**ACTION ITEM**. Could you give the whole listing again, exactly as it reads?
START AVAILABLE DATA
PR #3096, opened 2026-04-08
chore: remove `DotcomWeb.Components.Prototype`

thecristen:
## Scope

**Asana Ticket:** [📅🔎🚀 | QF | Pre-release, remove the testing route/direction/stop selector from the top](https://app.asana.com/1/15492006741476/project/555089885850811/task/1213526833787104?focus=true)

## Implementation

Removed the component, then realized we don't need the `handle_params/3` callback, as that's useful when navigating within a LiveView. 
- Instead, we can do all of our data loading in `mount/3`. So I did this refactor, which let me remove some of the smaller intermediate functions like `assign_route/2` or `assign_stop/2`.
- I also tweaked the "go to 404" handling slightly to handle this in the `mount/3` as well. Turns out you can raise an exception.
- I removed a few `:if={@stop}` from the template, since by the time we render we've already fetched the stop.

The diff looks more dramatic than it actually is, because nothing else was changed here...

## Screenshots

It looks the same, but without the buttons for switching any of the URL params.

image

## How to test

Manually try different URLs 😩 
- /departures should redirect to /schedules
- /departures with a combination of URL params that doesn't have a valid `route_id`, `direction_id` or `stop_id` will return the 404 page


joshlarson (approved):
Goodbye Prototype Picker! It was a good run 🥲

PR #3099, opened 2026-04-09
fix(alerts): Refactor alerts to use semantic elements

jlucytan:
## Scope

**Asana Ticket:** [Don't flash open alert when first going to any page ](https://app.asana.com/1/15492006741476/project/1213039586590742/task/1209962729125888)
END AVAILABLE DATA
**COMPLETED EXERCISE**.
PR #3096, opened 2026-04-08
chore: remove `DotcomWeb.Components.Prototype`

thecristen:
## Scope

**Asana Ticket:** [📅🔎🚀 | QF | Pre-release, remove the testing route/direction/stop selector from the top](https://app.asana.com/1/15492006741476/project/555089885850811/task/1213526833787104?focus=true)

## Implementation

Removed the component, then realized we don't need the `handle_params/3` callback, as that's useful when navigating within a LiveView. 
- Instead, we can do all of our data loading in `mount/3`. So I did this refactor, which let me remove some of the smaller intermediate functions like `assign_route/2` or `assign_stop/2`.
- I also tweaked the "go to 404" handling slightly to handle this in the `mount/3` as well. Turns out you can raise an exception.
- I removed a few `:if={@stop}` from the template, since by the time we render we've already fetched the stop.

The diff looks more dramatic than it actually is, because nothing else was changed here...

## Screenshots

It looks the same, but without the buttons for switching any of the URL params.

image

## How to test

Manually try different URLs 😩 
- /departures should redirect to /schedules
- /departures with a combination of URL params that doesn't have a valid `route_id`, `direction_id` or `stop_id` will return the 404 page


joshlarson (approved):
Goodbye Prototype Picker! It was a good run 🥲

PR #3099, opened 2026-04-09
fix(alerts): Refactor alerts to use semantic elements

jlucytan:
## Scope

**Asana Ticket:** [Don't flash open alert when first going to any page ](https://app.asana.com/1/15492006741476/project/1213039586590742/task/1209962729125888)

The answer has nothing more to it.